→ **Work instructions**:
Scan the following data for lines with "suffix" and state how many there are, as a number only.

[Collected data entries]
PR #895, opened 2026-07-01
feat(dashboard): org box resource caps

law-chain-hot:
Two dashboard-only changes (no server API changes).

## 1. Per-org box resource caps (feat)

The create-box dialog fed hardcoded ceilings (8 / 32 / 50) to the CPU / Memory / Disk
steppers, which don't match the backend's per-org limits — users could type values the
API then rejects with a 400. The steppers now read the organization's
`maxCpuPerBox` / `maxMemoryPerBox` / `maxDiskPerBox` (falling back to the built-in
ceilings when a limit is unset / `<= 0`), auto-correct an over-limit entry down to the
cap, and show a red "contact support@boxlite.ai" hint on the field when that happens.

## 2. Quickstart API key collision on re-run (fix)

The Quickstart "Create a key" step created the key under a fixed name
(`sdk-quickstart`), so re-running it (the Regenerate button) hit a 409
"API key with this name already exists". It now retries with an incrementing suffix
(`sdk-quickstart-2`, `-3`, …) on a name conflict, so re-running never surfaces the error.

## Testing

- New unit tests: `CreateBoxDialog` (org-max clamp + contact-support hint) and
  `quickstart-api-key` (default/suffix naming, 409 detection, retry-on-conflict).
- Full dashboard test suite green (62 tests); no new type errors.
- Verified the resource-cap UI in a browser: an over-max CPU entry clamps to the org
  maximum and shows the red hint.

## Summary by CodeRabbit

* **Bug Fixes**
  * Box creation advanced resource inputs (CPU, memory, disk) now clamp only when an organization-level per-box limit is actually set; otherwise the fields remain uncapped.
  * Over-limit entries are corrected more consistently, with the max warning appearing only when relevant and clearing immediately when values drop back under the limit.
  * If the organization changes, the dialog keeps the current form state while updating any limits that tighten.

* **New Features**
  * Improved max guidance under advanced resources, including a support contact link.


apps/dashboard/src/components/Box/CreateBoxDialog.tsx
```diff
@@ -26,20 +26,48 @@ const SUPPORTED_BOX_IMAGES = [
 ] as const
 
 const DEFAULTS = { cpu: 1, memory: 1, disk: 10 }
+// Built-in ceilings, used only as a fallback when the organization does not
+// carry a per-box limit (see resolvePerBoxLimits).
 const LIMITS = { cpu: 8, memory: 32, disk: 50 }
```
law-chain-hot: the fallback value in case there is no org's limit

DorianZheng (approved):

PR #907, opened 2026-07-03
fix(volume): scope managed S3 buckets by stage

### LINKED ISSUE #733: Stage-scope the volume bucket prefix (boxlite-volume-* is account-global)
## Problem

Volume bucket names are account-global, not stage-scoped: `Volume.getBucketName()` returns `boxlite-volume-${id}` (`apps/api/src/box/entities/volume.entity.ts:48`), while multiple stages (dev, e2e-ci, personal) share one AWS account.

Because the bucket name is the only stage signal available to IAM, every policy that scopes to `arn:aws:s3:::boxlite-volume-*` — the Api task role's volume statement and the runner's `RunnerVolumeS3Policy` (`apps/infra/sst.config.ts`) — necessarily spans **all stages' volume buckets**. Concretely: dev's API/runner can list, read, and delete e2e-ci's volume buckets, and vice versa. PR #732 narrowed the *actions* on these grants but could not narrow the *resources* further without this rename.

## Proposed fix

1. Make the prefix configurable: `VOLUME_BUCKET_PREFIX` env (default `boxlite-volume-` for compatibility), set from `sst.config.ts` as `${$app.name}-${$app.stage}-volume-`.
2. Persist `bucketName` on the volume row at creation time so existing volumes keep their current buckets while new volumes get the stage-scoped prefix (avoids orphaning `boxlite-volume-<id>` buckets already in use).
3. Tighten both IAM resource patterns to the stage prefix once the fleet of old-prefix volumes drains (or keep a temporary dual-pattern grant during transition).

## Notes

- Bucket names are globally unique across AWS; the UUID suffix already prevents collisions — this is purely an isolation/IAM-scoping concern.
- The runner mounts buckets by name received from the control plane (`apps/runner/pkg/boxlite/volumes.go`), so no runner code change is needed beyond the IAM pattern.

xhebox:
## Summary
Fixes #733 by persisting the real S3 bucket name for new managed volumes and making SST-managed bucket prefixes stage-scoped. Existing volumes remain compatible through the legacy `boxlite-volume-<volumeId>` fallback; this does not rename buckets or migrate S3 objects.

## Changes
- Add a nullable `volume.bucketName` column and set it for newly-created volumes from `s3.volumeBucketPrefix`.
- Resolve box volume references to canonical volume IDs plus internal bucket names while keeping public REST volume DTOs free of `bucketName`.
- Pass `bucketName` through runner v0/v2 create/recover/start paths and the runner DTO/OpenAPI client.
- Update runner mount logic to prefer the wire `bucketName` while keeping local mount directories under `boxlite-volume-<volumeId>`.
- Wire SST `VOLUME_BUCKET_PREFIX` and stage-scoped S3 IAM resources while retaining legacy `boxlite-volume-*` access.

## How to verify
- `corepack yarn jest --config api/jest.config.ts api/src/box/dto/box.dto.spec.ts api/src/box/services/volume.service.spec.ts api/src/box/managers/volume.manager.spec.ts api/src/box/managers/box-actions/box-start.action.spec.ts api/src/box/services/box.service.spec.ts api/src/box/runner-adapter/runnerAdapter.v2.spec.ts --runInBand`
- `corepack yarn nx run api:lint`
- `bash apps/api/scripts/validate-migration-paths.sh apps/api/src/migrations/pre-deploy/1782972000000-migration.ts`
- `cd apps/runner && go test ./pkg/api/dto`

## Risks / rollout
- Deploy the pre-deploy migration before rolling out API code that writes `volume.bucketName`.
- Roll out runner support before relying on stage-scoped buckets from new API deployments.
- Keep legacy `boxlite-volume-*` IAM access during the transition so old volumes and old payloads continue to work.
- Full `apps/runner/pkg/boxlite` tests still require the native `libboxlite.a` archive / compatible Rust target; this PR only verifies the changed runner DTO package locally.

## Summary by CodeRabbit

* **New Features**
  * Added configurable volume bucket naming with a validated prefix, now supported across API and runner components.
  * Volume attachments are now resolved before box creation, preserving mount path and subpath details.
* **Bug Fixes**
  * Improved handling of volume states so only ready volumes are used, with clearer errors for missing or unavailable volumes.
  * Volume bucket creation and deletion now use the configured naming scheme consistently.


DorianZheng:
one observation on the runner side of the wire change: `volumeBucketName()` hands any non-empty `bucketName` string straight to `mount-s3` (and the mount error/log paths), so the runner's contract is now "whatever string arrives is a mountable bucket". upstream v0.190.0 gated the equivalent input with a canonical-uuid check (`isValidVolumeId`, `apps/runner/pkg/docker/volumes_mountpaths.go`) precisely because that value doubles as the bucket name; that gate never made it into `pkg/boxlite`, and this change moves the trust onto a field the runner no longer derives itself. not exploitable through this PR's own path — the api builds the name from config prefix + volume uuid, and the value lands in argv, not a shell — so nothing blocking, just noting where the validation gap now sits.

apps/runner/pkg/boxlite/volumes.go
```diff
@@ -48,13 +48,22 @@ func getVolumeMountBasePath() string {
 	return "/mnt"
 }
 
+// TODO: Delete this compatibility fallback once every API deployment sends bucketName.
```
DorianZheng: no compatibility needed, this feature is forbidden currently

DorianZheng: remove all similar compatibility code

DorianZheng:
scope change from our side — to be clear, not a defect in the pr: this implements #733 as written, and cleanly. but boxlite is pre-GA and we treat existing volumes as disposable, so backward compatibility with the `boxlite-volume-*` generation is a non-goal. that removes the reason for most of the persistence/wire machinery:

- drop the `volume.bucketName` column and the migration
- drop `bucketName` from the runner wire (dto, openapi client, go struct) and the box entity/dto changes
- iam: single stage-scoped pattern only, no legacy `boxlite-volume-*` grants
- instead give the runner the same `VOLUME_BUCKET_PREFIX` env (default `boxlite-volume-`) and derive `prefix + volumeId` there, replacing the `volumeMountPrefix` constant

please do keep the `resolveVolumes` name→uuid resolution and the ordered `resolveReadyVolumes` — that part fixes a real pre-existing bug independent of bucket naming (a volume referenced by name passes validation, the raw name is stored, and the runner derives a bucket that doesn't exist).

one obligation the derive-everywhere design takes on: `VOLUME_BUCKET_PREFIX` becomes immutable-after-first-use per deployment — changing it orphans every existing volume. a warning to that effect next to the env in both `.env.example`s and `sst.config.ts` is required.

we'll delete the existing `boxlite-volume-*` buckets on our side, so no drain path is needed. this also moots my earlier note about validating the wire `bucketName` — the field goes away.

sorry for the pivot after you built the compat path; it's solid work, we just don't need it pre-GA.

xhebox:
> scope change from our side — to be clear, not a defect in the pr: this implements #733 as written, and cleanly. but boxlite is pre-GA and we treat existing volumes as disposable, so backward compatibility with the `boxlite-volume-*` generation is a non-goal. that removes the reason for most of the persistence/wire machinery:
> 
> * drop the `volume.bucketName` column and the migration
> * drop `bucketName` from the runner wire (dto, openapi client, go struct) and the box entity/dto changes
> * iam: single stage-scoped pattern only, no legacy `boxlite-volume-*` grants
> * instead give the runner the same `VOLUME_BUCKET_PREFIX` env (default `boxlite-volume-`) and derive `prefix + volumeId` there, replacing the `volumeMountPrefix` constant
> 
> please do keep the `resolveVolumes` name→uuid resolution and the ordered `resolveReadyVolumes` — that part fixes a real pre-existing bug independent of bucket naming (a volume referenced by name passes validation, the raw name is stored, and the runner derives a bucket that doesn't exist).
> 
> one obligation the derive-everywhere design takes on: `VOLUME_BUCKET_PREFIX` becomes immutable-after-first-use per deployment — changing it orphans every existing volume. a warning to that effect next to the env in both `.env.example`s and `sst.config.ts` is required.
> 
> we'll delete the existing `boxlite-volume-*` buckets on our side, so no drain path is needed. this also moots my earlier note about validating the wire `bucketName` — the field goes away.
> 
> sorry for the pivot after you built the compat path; it's solid work, we just don't need it pre-GA.

I'll remove all compat later.

PR #908, opened 2026-07-03
feat(dashboard): deal a generated name into the create-box dialog

law-chain-hot:
## What

Opening the Create-Box dialog now deals the user a generated name (e.g.
`cozy-otter`): it lands in the **editable** name field via a short
scramble/decode animation, and a refresh button deals another one. The old
static `my-new-box` placeholder only remains as the empty-field hint.

## How

- **New shared lib `@boxlite-ai/box-name`** (`apps/libs/box-name`) — the single
  source of truth for the adjective/animal word lists and `generateBoxName()`.
  - `apps/api` keeps only the persistence-side collision fallback
    (`persistWithGeneratedBoxName`) and imports the generator from the lib.
  - The dashboard generates names locally from the same lib — **no new server
    endpoints**, no word-list duplication.
- `useGeneratedBoxName` hook + `scramble.ts` drive the reveal animation.

## Collision handling

Client-generated names can collide with the per-org unique-name constraint
(the server's `-boxId` fallback only applies to empty-name creates), so the
dialog catches a create `409`, toasts, and automatically deals a fresh name;
the next click succeeds. Clearing the field still submits no name and the
server auto-names as before.

## Test

- `apps/dashboard/src/lib/scramble.test.ts` — reveal-frame contract (3 tests).
- `apps/api/src/box/utils/box-name-generator.spec.ts` (existing, 5 tests) now
  exercises the shared lib through the re-export.

## Summary by CodeRabbit

* **New Features**
  * Added smarter box-name suggestions when creating a box, with a refresh option for new name ideas.
  * Introduced a shared name generator used across the app for consistent box names.
  * Added animated name scrambling/reveal behavior in the dashboard.

* **Bug Fixes**
  * Improved handling of name conflicts by automatically suggesting a new name instead of showing an immediate failure.
  * Prevented box creation while a new name is still being generated.

* **Tests**
  * Added coverage for the name-scrambling behavior.


apps/libs/box-name/src/index.ts
```diff
@@ -0,0 +1,49 @@
+/*
+ * Copyright 2025 Daytona Platforms Inc.
```
DorianZheng, line 2: wrong license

→ **Exercise result**:
3